*Task instructions*:
Could you retype all of the entries below word for word?

*Supplied data*:
--------------------------------------------------

PR #1131, opened 2024-01-15
make sure combobox respects defaultSelected

heswell:
I've introdued a suite of cypress tests (from Salt) for ComboBox. They are not all passing yet so I've left some commented out. I don' think any of the functionality that still needs attention is anything we urgently need (page up and page down in combobox, disabled combobox, readonly combobox etc)

I'll return to these to get all tests passing eventually, but for now there should be enough to unblock the Vuu Filters


vuu-ui/packages/vuu-filters/src/filter-clause/ExpandoCombobox.tsx
```diff
@@ -126,6 +126,22 @@ export const ExpandoCombobox = forwardRef(function ExpandoCombobox<
     [itemToString, onSelectionChange]
   );
 
+  // eslint-disable-next-line @typescript-eslint/ban-ts-comment
+  // @ts-ignore
+  const getDefaultSelected = (): any => {
```
heswell, line 131: any until I can get the type magic right

vuu-ui/packages/vuu-filters/src/filter-clause/TextInput.tsx
```diff
@@ -52,6 +52,10 @@ export const TextInput = forwardRef(function TextInput(
   }: TextInputProps,
   forwardedRef: ForwardedRef<HTMLDivElement>
 ) {
+  console.log(`TextInput ${value} operator = ${operator}`);
```
junaidzm13, line 55: You probably forgot to remove this log?

vuu-ui/packages/vuu-filters/src/filter-clause/ExpandoCombobox.tsx
```diff
@@ -126,6 +126,22 @@ export const ExpandoCombobox = forwardRef(function ExpandoCombobox<
...
+    if (initialValue.current === undefined) {
+      return undefined;
+    } else if (Array.isArray(initialValue.current)) {
+      return props.source?.filter((item) =>
+        initialValue.current.includes(itemToString(item))
+      );
+    } else {
+      return props.source?.find(
+        (item) => itemToString(item) === initialValue.current
+      );
```
junaidzm13, line 141: I think `initialValue.current` will always be a string (as passed in `value` will always be a string). So we do not need the `Array.isArray` check.

But then we might not be handling the multi-select case. Would it be better if we get the `defaultSelected` from `ExpandoCombobox` as a prop? And then we can just create a ref in here and pass that to `Combobox`? That way we leave the decision to the consumer (who'd know whether it's a single/multi select)

vuu-ui/packages/vuu-ui-controls/src/combo-box/useCombobox.ts
```diff
@@ -274,7 +283,7 @@ export const useCombobox = <Item, S extends SelectionStrategy>({
   );
 
   const handleKeyboardNavigation = useCallback(() => {
-    setDisableAriaActiveDescendant(false);
+    // setDisableAriaActiveDescendant(false);
```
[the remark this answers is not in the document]
heswell: I'll remove this handler. tbh I was struggling to understand what the initial purpose of the code was. As far as I can see we only want to disable aria activeDescendant when combo is closed, which is simple. If we later find we need it under other circumstances, we can re-introduce.

vuu-ui/packages/vuu-filters/src/filter-clause/ExpandoCombobox.tsx
heswell: good spot, this is incorrect.

heswell: Looking more closely, the reason the code works is because at runtime the value passed in CAN actually be an array. It's the value attribute from the Filter clause, which is a `FilterClauseValue` which can be an array.

I'm confusing everything and invalidating the type checking with this (in FilterClauseEditor)
```
value={value as string}
```
Was probably meant to be a temp hack while I got things working but forgot about it.

I'll fix the types

vuu-ui/packages/vuu-filters/src/filter-clause/ExpandoCombobox.tsx
```diff
@@ -52,8 +54,8 @@ export const ExpandoCombobox = forwardRef(function ExpandoCombobox<
   const { itemToString = defaultToString } = props;
   const initialValue = useRef(value);
 
-  const itemsToString = useCallback(
-    (items: Item[]) => {
+  const itemsToString = useCallback<<I = Item>(items: I[]) => string>(
+    (items) => {
       const [first, ...rest] = items;
       if (rest.length) {
         return `${itemToString(first)} + ${rest.length}`;
```
junaidzm13, line 61: We might be able to do something like:

`const itemsToString = useCallback(
    (items: Array<Item> | Array<string>) => {
      const [first, ...rest] = items;
      const firstAsString =
        typeof first === "string" ? first : itemToString(first);
      if (rest.length) {
        return `${firstAsString} + ${rest.length}`;
      } else {
        return firstAsString;
      }
    },
    [itemToString]
  );`
  
  this way we can keep the type to `itemToString?: (i: Item) => string`, and similarly avoid type casting such as `column as ColumnDescriptor`
  
  What do you think? If you want we can do this in a separate follow-up change.

vuu-ui/packages/vuu-ui-controls/src/combo-box/useCombobox.ts
```diff
@@ -273,10 +281,6 @@ export const useCombobox = <Item, S extends SelectionStrategy>({
     [handleOpenChange, isMultiSelect]
   );
 
-  const handleKeyboardNavigation = useCallback(() => {
-    setDisableAriaActiveDescendant(false);
-  }, []);
-
```
junaidzm13, line 279: Always a treat to see code being removed 🏆

vuu-ui/packages/vuu-filters/src/filter-clause/ExpandoCombobox.tsx
heswell: I like it, lets do it after I merge this one.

--------------------------------------------------

*Written answer*:
PR #1131, opened 2024-01-15
make sure combobox respects defaultSelected

heswell:
I've introdued a suite of cypress tests (from Salt) for ComboBox. They are not all passing yet so I've left some commented out. I don' think any of the functionality that still needs attention is anything we urgently need (page up and page down in combobox, disabled combobox, readonly combobox etc)

I'll return to these to get all tests passing eventually, but for now there should be enough to unblock the Vuu Filters


vuu-ui/packages/vuu-filters/src/filter-clause/ExpandoCombobox.tsx
```diff
@@ -126,6 +126,22 @@ export const ExpandoCombobox = forwardRef(function ExpandoCombobox<
     [itemToString, onSelectionChange]
   );
 
+  // eslint-disable-next-line @typescript-eslint/ban-ts-comment
+  // @ts-ignore
+  const getDefaultSelected = (): any => {
```
heswell, line 131: any until I can get the type magic right

vuu-ui/packages/vuu-filters/src/filter-clause/TextInput.tsx
```diff
@@ -52,6 +52,10 @@ export const TextInput = forwardRef(function TextInput(
   }: TextInputProps,
   forwardedRef: ForwardedRef<HTMLDivElement>
 ) {
+  console.log(`TextInput ${value} operator = ${operator}`);
```
junaidzm13, line 55: You probably forgot to remove this log?

vuu-ui/packages/vuu-filters/src/filter-clause/ExpandoCombobox.tsx
```diff
@@ -126,6 +126,22 @@ export const ExpandoCombobox = forwardRef(function ExpandoCombobox<
...
+    if (initialValue.current === undefined) {
+      return undefined;
+    } else if (Array.isArray(initialValue.current)) {
+      return props.source?.filter((item) =>
+        initialValue.current.includes(itemToString(item))
+      );
+    } else {
+      return props.source?.find(
+        (item) => itemToString(item) === initialValue.current
+      );
```
junaidzm13, line 141: I think `initialValue.current` will always be a string (as passed in `value` will always be a string). So we do not need the `Array.isArray` check.

But then we might not be handling the multi-select case. Would it be better if we get the `defaultSelected` from `ExpandoCombobox` as a prop? And then we can just create a ref in here and pass that to `Combobox`? That way we leave the decision to the consumer (who'd know whether it's a single/multi select)

vuu-ui/packages/vuu-ui-controls/src/combo-box/useCombobox.ts
```diff
@@ -274,7 +283,7 @@ export const useCombobox = <Item, S extends SelectionStrategy>({
   );
 
   const handleKeyboardNavigation = useCallback(() => {
-    setDisableAriaActiveDescendant(false);
+    // setDisableAriaActiveDescendant(false);
```
[the remark this answers is not in the document]
heswell: I'll remove this handler. tbh I was struggling to understand what the initial purpose of the code was. As far as I can see we only want to disable aria activeDescendant when combo is closed, which is simple. If we later find we need it under other circumstances, we can re-introduce.

vuu-ui/packages/vuu-filters/src/filter-clause/ExpandoCombobox.tsx
heswell: good spot, this is incorrect.

heswell: Looking more closely, the reason the code works is because at runtime the value passed in CAN actually be an array. It's the value attribute from the Filter clause, which is a `FilterClauseValue` which can be an array.

I'm confusing everything and invalidating the type checking with this (in FilterClauseEditor)
```
value={value as string}
```
Was probably meant to be a temp hack while I got things working but forgot about it.

I'll fix the types

vuu-ui/packages/vuu-filters/src/filter-clause/ExpandoCombobox.tsx
```diff
@@ -52,8 +54,8 @@ export const ExpandoCombobox = forwardRef(function ExpandoCombobox<
   const { itemToString = defaultToString } = props;
   const initialValue = useRef(value);
 
-  const itemsToString = useCallback(
-    (items: Item[]) => {
+  const itemsToString = useCallback<<I = Item>(items: I[]) => string>(
+    (items) => {
       const [first, ...rest] = items;
       if (rest.length) {
         return `${itemToString(first)} + ${rest.length}`;
```
junaidzm13, line 61: We might be able to do something like:

`const itemsToString = useCallback(
    (items: Array<Item> | Array<string>) => {
      const [first, ...rest] = items;
      const firstAsString =
        typeof first === "string" ? first : itemToString(first);
      if (rest.length) {
        return `${firstAsString} + ${rest.length}`;
      } else {
        return firstAsString;
      }
    },
    [itemToString]
  );`
  
  this way we can keep the type to `itemToString?: (i: Item) => string`, and similarly avoid type casting such as `column as ColumnDescriptor`
  
  What do you think? If you want we can do this in a separate follow-up change.

vuu-ui/packages/vuu-ui-controls/src/combo-box/useCombobox.ts
```diff
@@ -273,10 +281,6 @@ export const useCombobox = <Item, S extends SelectionStrategy>({
     [handleOpenChange, isMultiSelect]
   );
 
-  const handleKeyboardNavigation = useCallback(() => {
-    setDisableAriaActiveDescendant(false);
-  }, []);
-
```
junaidzm13, line 279: Always a treat to see code being removed 🏆

vuu-ui/packages/vuu-filters/src/filter-clause/ExpandoCombobox.tsx
heswell: I like it, lets do it after I merge this one.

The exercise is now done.